Setelah selesai dengan pekerjaan di lio, kini Ninu sedang berjalan menuju rumah bu Komar. Kemarin ketika dia sedang berjalan pulang setelah menyelesaikan pekerjaan terakhirnya Ninu bertemu dengan bu Komar. Dia bilang butuh bantuan Nina untuk bantu-bantu masak karena anaknya yang kuliah di Bandung akan pulang. Bu Komar berencana mengadakan acara makan-makan dengan keluarga besarnya. Tentu saja tawaran itu disambut gembira oleh Ninu karena itu artinya dia akan dapat upah dan makanan gratis untuk ibu dan adiknya.

“Hei.. kamu Ninu ya?” tiba-tiba ada suara menyapanya. Ninu yang sedari tadi fokus berjalan dan membayangkan makanan segera celingukan mencari sumber suara.
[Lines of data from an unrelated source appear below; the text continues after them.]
PR #5244, opened 2025-07-09
feat(pcli): support lqt votes by subaccount

conorsch:
## Describe your changes
Previously the `pcli tx lqt-vote` command only inspected subaccount 0 when searching for delegation notes to use in voting. If a user stores their delegations in a different subaccounts, it wasn't possible to vote with them. Here we allow a user to opt in to voting in the LQT via a specific subaccount, provided as `--source n`, the same CLI used for `pcli tx send`.

n/a

## Testing and review

Visual review of the diff should be sufficient, as the logic is straightforward.

  > only changes client-side tooling, no changes to app consensus logic

### DIFF
--- a/crates/view/src/storage.rs
+++ b/crates/view/src/storage.rs
@@ -1034,10 +1034,8 @@ impl Storage {
             let mut results = Vec::new();
             for record in spendable_note_records {
                 // Skip notes that don't match the account index, if declared.
-                if let Some(address_index) = address_index {
-                    if record.address_index.account != address_index.account {
-                        continue;
-                    }
+                if matches!(address_index, Some(a) if a.account != record.address_index.account) {
+                      continue;
                 }
                 let asset_id = record.note.asset_id().to_bytes().to_vec();
                 let denom: String = dbtx.query_row_and_then(


cronokirby (approved):

conorsch:
Downgrading to draft so I can evaluate the multi-vote behavior via subaccounts on testnet.

conorsch:
Found a bug in the votable note lookups. At encouragement from @cronokirby, investigated the logic in `storage.rs` and found that if a subaccount is specified—which is usually isn't, given the default of None—the subaccount filter wasn't working, and no notes were returned. I don't quite understand what was incorrect about the sql implementation, but I modified the code to use Rust types, and now it behaves as expected.

crates/view/src/storage.rs
```diff
@@ -1036,6 +1033,12 @@ impl Storage {
             // do it this way; if it becomes slow, we can do it better
             let mut results = Vec::new();
             for record in spendable_note_records {
+                // Skip notes that don't match the account index, if declared.
+                if let Some(address_index) = address_index {
+                    if record.address_index.account != address_index.account {
+                        continue;
+                    }
+                }
```
cronokirby, line 1041:
```suggestion
                if matches!(address_index, Some(a) if a.account != record.address_index.account) {
                      continue;
                }
```

Potential improvement?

“Kok sekarang kamu beda banget” lanjut suara itu

“Eh,, kamu Agis? Waah…kamu tambah cantik aja Gis “ jawab Ninu setelah tahu siapa yang menyapanya.

“Iya dong, orang kota” seru Agis sambil bergaya “Kamu kok tambah item aja Nin?” matanya menyelidik menyusuri wajah Ninu yang sedikit berkeringat.

“Jangan gitu Gis, aku kan kerja serabutan sekarang. Sejak ayahku meninggal” jawab Ninu sedih.

“Oh ya? Aku gakk tau ayahmu sudah meninggal. Aku turut berduka ya Nin. Kapan itu?” nada terkejut tampak sekali dari kata-kata Agis.

“Kamu kelamaan sih di kota, gak inget pulang ke kampung” jawab Ninu mencoba melupakan kesedihan yang tiba-tiba muncul mengingat ayahnya.

“Ya… aku mau apa sering-sering pulang ke sini Nin, aku kan sudah kerja tetap di kota dan orangtuaku sudah kubawa pindah juga” jelas Agis.

“Terus, sekarang kamu ada keperluan apa pulang?” tanya Ninu penasaran.

“hei… Dinda anak bu Komar itu kan teman kita Nin. Kamu tau, dia akan bertunangan besok dengan atasanku” jawab Agis.

Oh… aku baru tau kalau Dinda akan bertunangan, dapat bos pula, gumam Ninu.

“Kamu buru-buru gak Nin? Kita minum es dawet dulu yuk di warungnya mang Toha” ajak Agis

“Gak buru-buru sih. Tapi…” ragu Ninu melanjutkan ucapannya.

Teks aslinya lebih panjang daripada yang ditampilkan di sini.